Sift the material for lines containing "rollback", and return them.

■ Data extracts:
-=-=-

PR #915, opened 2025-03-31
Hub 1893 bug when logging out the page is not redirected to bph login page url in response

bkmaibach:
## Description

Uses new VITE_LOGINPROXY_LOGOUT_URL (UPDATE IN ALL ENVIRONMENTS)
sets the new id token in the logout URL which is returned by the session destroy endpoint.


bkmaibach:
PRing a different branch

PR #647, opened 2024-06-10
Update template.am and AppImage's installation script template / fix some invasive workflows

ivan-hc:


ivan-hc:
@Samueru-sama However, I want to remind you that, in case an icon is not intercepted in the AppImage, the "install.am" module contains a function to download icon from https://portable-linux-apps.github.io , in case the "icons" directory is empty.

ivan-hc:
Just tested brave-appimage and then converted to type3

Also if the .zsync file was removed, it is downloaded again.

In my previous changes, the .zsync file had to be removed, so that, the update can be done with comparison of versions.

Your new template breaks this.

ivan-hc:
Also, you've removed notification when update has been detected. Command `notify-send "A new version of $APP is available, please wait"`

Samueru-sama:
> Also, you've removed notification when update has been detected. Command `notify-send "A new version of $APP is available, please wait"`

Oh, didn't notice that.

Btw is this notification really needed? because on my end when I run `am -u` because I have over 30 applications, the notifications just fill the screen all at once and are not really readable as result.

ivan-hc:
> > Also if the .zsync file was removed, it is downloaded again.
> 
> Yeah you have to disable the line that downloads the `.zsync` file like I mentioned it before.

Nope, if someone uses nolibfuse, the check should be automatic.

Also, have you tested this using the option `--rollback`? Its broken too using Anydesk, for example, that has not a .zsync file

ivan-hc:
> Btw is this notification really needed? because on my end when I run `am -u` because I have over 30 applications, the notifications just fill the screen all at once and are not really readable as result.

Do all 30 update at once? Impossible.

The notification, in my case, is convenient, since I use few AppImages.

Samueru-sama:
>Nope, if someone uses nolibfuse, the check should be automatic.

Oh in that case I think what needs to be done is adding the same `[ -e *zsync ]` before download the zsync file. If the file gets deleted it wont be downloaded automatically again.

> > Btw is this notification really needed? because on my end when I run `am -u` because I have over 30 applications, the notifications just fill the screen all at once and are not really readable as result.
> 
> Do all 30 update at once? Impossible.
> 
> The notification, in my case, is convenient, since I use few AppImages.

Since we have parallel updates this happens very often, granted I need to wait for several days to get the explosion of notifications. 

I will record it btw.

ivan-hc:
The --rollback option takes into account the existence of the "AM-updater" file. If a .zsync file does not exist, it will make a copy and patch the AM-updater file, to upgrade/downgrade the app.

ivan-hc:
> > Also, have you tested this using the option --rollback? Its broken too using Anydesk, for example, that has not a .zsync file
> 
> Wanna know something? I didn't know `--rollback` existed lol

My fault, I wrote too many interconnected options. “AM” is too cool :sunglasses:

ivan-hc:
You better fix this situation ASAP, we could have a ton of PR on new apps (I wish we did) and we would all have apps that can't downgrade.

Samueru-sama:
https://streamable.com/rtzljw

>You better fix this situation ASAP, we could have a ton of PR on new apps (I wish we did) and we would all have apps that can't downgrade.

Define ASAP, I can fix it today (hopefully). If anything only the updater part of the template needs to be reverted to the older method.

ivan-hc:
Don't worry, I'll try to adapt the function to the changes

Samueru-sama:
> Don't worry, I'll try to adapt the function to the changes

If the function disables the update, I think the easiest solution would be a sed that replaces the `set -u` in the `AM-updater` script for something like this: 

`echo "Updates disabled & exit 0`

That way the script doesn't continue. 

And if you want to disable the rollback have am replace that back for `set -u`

-=-=-

■ Result:
Also, have you tested this using the option `--rollback`? Its broken too using Anydesk, for example, that has not a .zsync file
The --rollback option takes into account the existence of the "AM-updater" file. If a .zsync file does not exist, it will make a copy and patch the AM-updater file, to upgrade/downgrade the app.
> > Also, have you tested this using the option --rollback? Its broken too using Anydesk, for example, that has not a .zsync file
> Wanna know something? I didn't know `--rollback` existed lol
And if you want to disable the rollback have am replace that back for `set -u`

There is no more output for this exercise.